■ **Work to complete**: Your task is to reproduce exactly the lines that run from the beginning of the data through the line where "To be done in" appears.

■ **Listed entries**:
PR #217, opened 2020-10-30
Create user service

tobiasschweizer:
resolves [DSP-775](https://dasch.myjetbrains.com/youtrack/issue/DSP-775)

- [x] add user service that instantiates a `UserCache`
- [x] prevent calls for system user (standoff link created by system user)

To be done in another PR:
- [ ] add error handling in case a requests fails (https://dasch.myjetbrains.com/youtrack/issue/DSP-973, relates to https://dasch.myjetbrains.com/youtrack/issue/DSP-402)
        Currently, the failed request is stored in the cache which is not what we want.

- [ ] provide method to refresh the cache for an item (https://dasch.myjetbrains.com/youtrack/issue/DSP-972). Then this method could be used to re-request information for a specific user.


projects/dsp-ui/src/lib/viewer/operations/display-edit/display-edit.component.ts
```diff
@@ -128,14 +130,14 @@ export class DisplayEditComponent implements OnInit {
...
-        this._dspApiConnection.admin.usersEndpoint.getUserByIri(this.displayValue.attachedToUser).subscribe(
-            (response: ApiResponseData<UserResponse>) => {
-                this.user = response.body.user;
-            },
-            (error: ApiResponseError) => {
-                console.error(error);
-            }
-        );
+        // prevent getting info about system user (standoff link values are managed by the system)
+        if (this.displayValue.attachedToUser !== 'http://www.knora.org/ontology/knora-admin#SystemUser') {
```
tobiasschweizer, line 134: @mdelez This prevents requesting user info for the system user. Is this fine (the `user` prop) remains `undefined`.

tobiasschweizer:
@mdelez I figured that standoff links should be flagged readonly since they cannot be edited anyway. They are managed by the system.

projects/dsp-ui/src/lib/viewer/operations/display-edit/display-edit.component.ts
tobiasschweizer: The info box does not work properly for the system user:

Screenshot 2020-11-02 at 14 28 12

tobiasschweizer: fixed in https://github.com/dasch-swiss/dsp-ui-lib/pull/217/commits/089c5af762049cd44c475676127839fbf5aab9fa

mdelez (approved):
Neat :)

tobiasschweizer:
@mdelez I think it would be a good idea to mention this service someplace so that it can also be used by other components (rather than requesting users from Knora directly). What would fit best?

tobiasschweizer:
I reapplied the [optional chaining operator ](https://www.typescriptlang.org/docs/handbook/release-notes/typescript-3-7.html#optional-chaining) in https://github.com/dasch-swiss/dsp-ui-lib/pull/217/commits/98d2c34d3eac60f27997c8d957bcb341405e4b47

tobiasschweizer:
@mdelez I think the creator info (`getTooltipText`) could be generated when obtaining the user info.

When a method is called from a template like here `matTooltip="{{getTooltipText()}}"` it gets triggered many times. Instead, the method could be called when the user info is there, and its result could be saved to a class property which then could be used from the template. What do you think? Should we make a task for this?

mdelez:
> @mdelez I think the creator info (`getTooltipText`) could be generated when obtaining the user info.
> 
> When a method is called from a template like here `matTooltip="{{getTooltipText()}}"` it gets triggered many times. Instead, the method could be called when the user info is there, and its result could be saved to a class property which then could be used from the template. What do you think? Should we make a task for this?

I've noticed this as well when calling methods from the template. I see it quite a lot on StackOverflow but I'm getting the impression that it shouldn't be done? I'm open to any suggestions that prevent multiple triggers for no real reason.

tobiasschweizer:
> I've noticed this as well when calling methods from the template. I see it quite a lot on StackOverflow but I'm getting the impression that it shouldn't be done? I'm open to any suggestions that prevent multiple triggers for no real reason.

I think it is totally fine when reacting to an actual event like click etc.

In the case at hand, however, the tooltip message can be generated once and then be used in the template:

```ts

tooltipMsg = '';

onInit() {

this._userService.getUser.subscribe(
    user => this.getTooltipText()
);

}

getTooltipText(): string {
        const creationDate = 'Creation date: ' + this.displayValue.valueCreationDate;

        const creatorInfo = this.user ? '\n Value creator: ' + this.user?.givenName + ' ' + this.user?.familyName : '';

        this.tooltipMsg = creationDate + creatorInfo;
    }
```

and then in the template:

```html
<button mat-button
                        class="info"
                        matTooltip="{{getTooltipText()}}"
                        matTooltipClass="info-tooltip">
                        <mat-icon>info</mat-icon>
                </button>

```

■ **Reply**:
PR #217, opened 2020-10-30
Create user service

tobiasschweizer:
resolves [DSP-775](https://dasch.myjetbrains.com/youtrack/issue/DSP-775)

- [x] add user service that instantiates a `UserCache`
- [x] prevent calls for system user (standoff link created by system user)

To be done in another PR:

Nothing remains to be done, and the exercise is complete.